Even with four satellites, GPS can run into trouble if the satellite geometry is unfavorable.

Two-solution principle

Normally, solving the GPS equations with four satellites gives two possible receiver positions:
– One realistic solution on or near Earth’s surface
– One “mirror” solution far out in space, which is discarded

Critical case: coplanar satellites

If the four satellites happen to lie (almost) in a single plane with respect to the Earth, these two solutions collapse into one.
This means the system of equations becomes degenerate, and you lose accuracy (or even uniqueness).

Mathematically, this can be checked by examining the unit direction vectors of the satellites:

\[
\hat{s}_i = \frac{s_i}{\| s_i \|}, \quad i = 1,2,3,4
\]

If these four unit vectors all lie in one plane, they lie on a circle on the unit sphere.
This condition can be expressed using a scalar triple product:

\[
(\hat{s}_1 – \hat{s}_4) \cdot \big( (\hat{s}_2 – \hat{s}_4) \times (\hat{s}_3 – \hat{s}_4) \big) = 0
\]

If this determinant is zero, the four vectors are coplanar → critical geometry.

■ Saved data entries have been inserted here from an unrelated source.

PR #413, opened 2016-01-11
Fixed issue #10208 render PDF, CVS, HTML in next situations:

danielgimeno:
Fixed issue #10208 render PDF, CVS, HTML in next situations:

- When render view of all survey answers
- When exported PDF, CVS, HTML, etc formats
- When is enabled print own answers and export them in a PDF etc [complement to pull request number #407]

Fixed issue #10208 when administrator exports a survey in PDF, CSV, HTML, etc format, numeric data is exported with 10 zeros, no matter if you selected only integer or not.
Dev: Added posibility to set integer or float values in multiple numeric questions in settings.
Dev: Added fixnum_checkconditions (Javascript) to multiple numeric answers to check if is allowed introduce decimal mark.

### DIFF
--- a/application/helpers/admin/export/Writer.php
+++ b/application/helpers/admin/export/Writer.php
@@ -321,6 +321,7 @@ abstract class Writer implements IWriter
                 $value = $response[$column];
                 if (isset($oSurvey->fieldMap[$column]) && $oSurvey->fieldMap[$column]['type']!='answer_time' && $oSurvey->fieldMap[$column]['type']!='page_time' && $oSurvey->fieldMap[$column]['type']!='interview_time')
                 {
+                    $value = getExtendedAnswer($oSurvey->id, $column, $value, $sLanguageCode);
                     switch ($oOptions->answerFormat) {
                         case 'long':
                             $elementArray[] = $this->getLongAnswer($oSurvey, $oOptions, $column,$value);
--- a/application/helpers/qanda_helper.php
+++ b/application/helpers/qanda_helper.php
@@ -3113,6 +3113,21 @@ function do_multiplenumeric($ia)
 
     $answer_main = '';
 
+    if (trim($aQuestionAttributes['num_value_int_only'])==1)
+    {
+        $acomma="";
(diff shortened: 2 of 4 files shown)


danielgimeno:
Pull request number #407 (by @GuillaumeSmaha) is incomplete. The case when user is allowed to print his own answers and export them in Pdf format is not covered.

application/helpers/admin/export/Writer.php
```diff
@@ -321,6 +321,7 @@ protected function transformResponseValue($value, $fieldType, FormattingOptions
                 $value = $response[$column];
                 if (isset($oSurvey->fieldMap[$column]) && $oSurvey->fieldMap[$column]['type']!='answer_time' && $oSurvey->fieldMap[$column]['type']!='page_time' && $oSurvey->fieldMap[$column]['type']!='interview_time')
                 {
+                    $value = getExtendedAnswer($oSurvey->id, $column, $value, $sLanguageCode);
```
Shnoulle: I don't think it's OK to return getExtendedAnswer for 'short' answers. And i'm sure we need another function. getExtendedAnswer do "Long answer [answer code]" for single choice

application/helpers/qanda_helper.php
```diff
@@ -3165,7 +3180,7 @@ function do_multiplenumeric($ia)
                     $answer_main .= $dispVal;
                 }
 
-                $answer_main .= '" onkeyup="'.$checkconditionFunction.'(this.value, this.name, this.type);" '." {$maxlength} />\n\t".$suffix."\n</span>{$sliderright}\n\t</li>\n";
+                $answer_main .= '" onkeyup="'.$checkconditionFunction.'(this.value, this.name, this.type, \'onchange\','.$integeronly.');" '." {$maxlength} />\n\t".$suffix."\n</span>{$sliderright}\n\t</li>\n";
```
Shnoulle: It's another issue here ? ANd i think we must remove all inline javascript ... too complicated to manage in template or in plugin.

Geometric Dilution of Precision (GDOP)

Even when not exactly coplanar, if satellites are clustered together in the sky, small timing errors can amplify into large position errors.
This effect is called Geometric Dilution of Precision (GDOP):
– Good geometry = satellites spread widely across the sky → low GDOP, high accuracy
– Bad geometry = satellites clustered or nearly coplanar → high GDOP, poor accuracy

Analysis of DOP and its Preciseness in GNSS Position Estimation – Scientific Figure on ResearchGate. Available from: https://www.researchgate.net/figure/Area-of-uncertainty-due-to-good-and-poor-satellite-geometry_fig2_307910819

✅ In practice, GPS receivers use more than 4 satellites whenever possible and choose the subset with the best geometry to minimize GDOP.